How to defend attacks on web API services

The web API service I used to log in to the Android app was attacked.
I queried the attacking user-agent:

Mozilla/5.0 (Linux; U; Android 8.1.0; zh-cn; BLA-AL00 Build/HUAWEIBLA-AL00) AppleWebKit/537.36 (KHTML, like Gecko) Version/4.0 Chrome/57.0.2987.132 MQQBrowser/8.9 Mobile Safari/537.36

I tried to block access by this user agent, but normal login requests were blocked at the same time.
May I ask if I set the wrong user agent or how should I prevent attacks on the web API service

Hey @7875181,
-1st of all I’m kindly asking, how did you detected this attack?
-What was the query?
-How did you block access?

I tried to block access by this user agent, but normal login requests were blocked at the same time.

This sounds reasonable cause you blocked the user-agent.
Can you give us more details ( a screenshot of the blocking firewall rule ).

how should I prevent attacks on the web API service

To prevent attacks on the web API service, is quite the same like preventing attacks on the web application side.

https://www.cloudflare.com/learning/security/threats/owasp-top-10/

2 Likes

The attacker creates many APACHE processes by sending post requests to the API of a specific URL to occupy server resources.
I used rate limiting on this URL but it failed.
It appears that the attacker simply used a large number of IPs to conduct a one-time attack in batches.
The rate-limiting rules cannot effectively prevent such attacks.

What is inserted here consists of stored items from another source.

PR #3684, opened 2026-07-22
feat(server): list available tools and nearest match in tool-not-found errors

### LINKED ISSUE #3636: Include available tool names (or nearest match) in the tool-not-found error so LLM agents can self-correct
### Prerequisites

No existing issue found for enriching the tool-not-found error. Related in spirit: #3634 (validation) catches config-time mistakes; this one addresses a *runtime* mistake made by the calling LLM, not by the config author.

When an MCP client calls `tools/call` with a tool name that doesn't exist, Toolbox returns:

```
invalid tool name: tool with name "lookup_sensor" does not exist
```

For a human that's fine. For an LLM agent it's a dead end: the model knows the name was wrong but has no signal about what's right, so the common failure mode is retrying the same wrong name (possibly forever) or apologizing to the end user. We hit this in production when we renamed a tool (`lookup_sensor` → `list_sensors`): the agent had the stale name in its context and looped on it.

Our workaround is client-side: the dispatcher pattern-matches the error, appends the cached tool list, and returns a synthetic error like *"Tool \"lookup_sensor\" does not exist. The available tools right now are: list_sensors, latest_observation, … Pick the closest match by intent — do NOT retry \"lookup_sensor\"."* With that, the model self-corrects in the same turn, every time. But every MCP client has to reinvent this.

### Suggested Solution(s)

Enrich the server-side error for unknown tool names:

1. **List the available tool names** in the error message (for typical toolsets of 5–50 tools this is a few hundred bytes).
2. Optionally include a **nearest-match suggestion** (edit distance or prefix match): `did you mean "list_sensors"?`.
3. For very large toolsets, cap the list (e.g. 25 names + "and N more") to bound the payload.

Error messages returned through MCP are consumed by LLMs as prompt text — making them actionable is one of the highest leverage-per-byte ergonomic improvements available. The same enrichment could apply to unknown toolset names on `tools/list`.

### Alternatives Considered

- **Client-side self-correction** (what we do): works but must be rebuilt in every client, requires the client to have a cached tool list, and drifts if tools change mid-session.
- **Prompting the agent to only use listed tools:** helps but does not survive stale context after renames; models fall back to remembered names under pressure.
- **Doing nothing:** the retry-loop failure mode burns end-user conversations, which is the most expensive place to discover a rename.

### Additional Details

Happy to contribute the implementation (error construction + tests) if maintainers agree on the shape — flagging especially whether the nearest-match suggestion is wanted in v1 or the plain name list is preferred.

AndyFooBlah:
## Description

Implements #3636, as invited by @duwenxin99 there.

When a `tools/call` (any MCP protocol version) or HTTP API tool lookup fails, the error now appends the available tool names and — when one is close enough by case-insensitive edit distance — a nearest-match suggestion:

```
invalid tool name: tool with name "lookup_sensor" does not exist. Did you mean "list_sensors"? Available tools: latest_observation, list_sensors
```

MCP errors are consumed by LLM agents as prompt text, so listing the valid names lets an agent self-correct in the same turn instead of retry-looping on a stale or misspelled name (the failure mode described in the issue).

Design points, per the issue discussion:
- **Backward compatible prefix** — the message still starts with `invalid tool name: tool with name %q does not exist`, so clients pattern-matching the old message keep working.
- **Scoped names** — MCP handlers list the current toolset's tools; the HTTP API handlers (no toolset scope) list the global tool map's names.
- **Bounded payload** — names are sorted for determinism and capped at 25, with `(and N more)` for larger toolsets.
- **Conservative suggestion** — nearest match is suggested only when the edit distance is at most half the longer name's length; otherwise only the list is shown.

The helper lives in `internal/tools` (`UnknownToolError`) and is unit-tested (message shapes, cap, tie-breaking, Levenshtein). The shared integration-test expectations were trimmed to the stable message prefix (they are substring assertions).

Happy to extend the same treatment to unknown toolset/prompt names in a follow-up if wanted.

Fixes #3636

## PR Checklist
- [x] Appropriate docs were updated (n/a — error-message ergonomics only)


internal/server/primitives/primitives.go
```diff
@@ -144,3 +144,14 @@ func (r *PrimitiveManager) GroupsList() []group.Group {
 
 	return groupsList
 }
+
+// ToolNames returns the names of all registered tools.
+func (r *PrimitiveManager) ToolNames() []string {
```
duwenxin99: We should not return all tool names. Some tools may need to be omitted due to certain configurations on the server side, which is why we don't have a generic `ToolsList` method. This naive tool listing may be working for now, but soon won't work with our upcoming server extension support that will selectively expose tools based on client extensions declaration.

internal/util/util.go
```diff
@@ -357,6 +357,24 @@ func IgnoreUnknownToolsFromContext(ctx context.Context) bool {
 	return false
 }
 
+// toolSuggestionsKey is the key used to store the tool-suggestions mode within
+// context. The value is the raw flag string; the tools package owns its
+// interpretation (this package cannot import tools without a cycle).
+const toolSuggestionsKey contextKey = "toolSuggestions"
```
duwenxin99: Not sure whether it is necessary to store it in the context as this is not a request-scoped config. We should probably store it somewhere within `primitiveMgr` or pass it directly in function signatures.

internal/tools/suggest.go
```diff
@@ -0,0 +1,205 @@
...
+	if !ok {
+		return SuggestionsFull
+	}
+	return SuggestionMode(mode).resolve()
+}
+
+// UnknownToolError returns the error for a tool name that could not be
+// resolved. Beyond the base message, and depending on mode, it lists the
+// available tool names (capped at maxListedNames) and, when one is close
+// enough, a nearest-match suggestion. MCP errors are consumed by LLM agents as
```
duwenxin99: Can we clean up the comments to be more concise?

internal/server/mcp/v20250618/method.go
```diff
@@ -167,13 +167,13 @@ func toolsCallHandler(ctx context.Context, id jsonrpc.RequestId, g group.Group,
 
 	// Verify tool belongs to the current group before resolving globally.
 	if !g.ContainsTool(toolName) {
-		err = fmt.Errorf("invalid tool name: tool with name %q does not exist", toolName)
+		err = tools.UnknownToolError(toolName, g.ToolNames, tools.SuggestionModeFromContext(ctx))
 		return jsonrpc.NewError(id, jsonrpc.INVALID_PARAMS, err.Error(), nil), err
```
duwenxin99, line 171: Are we sure most clients provide protocol errors to the LLM?

internal/tools/tool_suggest.go
```diff
@@ -0,0 +1,205 @@
...
+	}
+	return fmt.Errorf("%s", b.String())
+}
+
+// nearestName returns the candidate most similar to name, if any candidate is
+// similar enough to be a plausible rename or typo. Similarity is
+// case-insensitive Levenshtein distance; a candidate qualifies when the
+// distance is at most half the longer name's length. Candidates must be
+// sorted so ties resolve deterministically.
+func nearestName(name string, candidates []string) (string, bool) {
```
duwenxin99, line 137: We should rename the file to something like `tool_suggest.go`. Also, we should probably also implement some sort of short-circuiting to prevent calculating distance for all tool names.

duwenxin99 (changes requested):

AndyFooBlah:
Thanks @duwenxin99 — all five addressed in e9de2ec, except the fourth, which I think is a real design question rather than something I should just patch. Taking them in order.

### `PrimitiveManager.ToolNames()` — removed

You're right, and the problem was worse than the listing. The nearest-match suggestion was computed from that same unscoped slice, so even the `/api` path capped at `nearest` could still surface the name of a tool the server meant to withhold — the cap bounded *how many* names leaked, not *which*.

So rather than filter it, I deleted the method. Its only callers were the two `/api` routes, and those carry no group scope, so there is no set of names there known to be disclosable. They now return the bare unknown-tool message for every mode, and `TestApiUnknownToolNeverDisclosesNames` pins that across all three (the test name it looks up is one edit from a real tool, so it fails loudly if anything ever consults the registry there again).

ok @7875181 have you tried to use the CloudFlare under attack mode,

Try please this method, and if you have any issues, just let us know, to investigate, and try other methods too.
As I see it, at the time, you won’t have any issues while trying to log in to your app,

In the mean time, you haven’t provided details about your:
topology, systems, how do you use CloudFlare exactly , Network
also, would like to know, what exactly you mean by

Can you name the web API? Is it a known service? Is it a custom API?

Try to send us here some more information next time, so we can help you faster

This topic was automatically closed after 30 days. New replies are no longer allowed.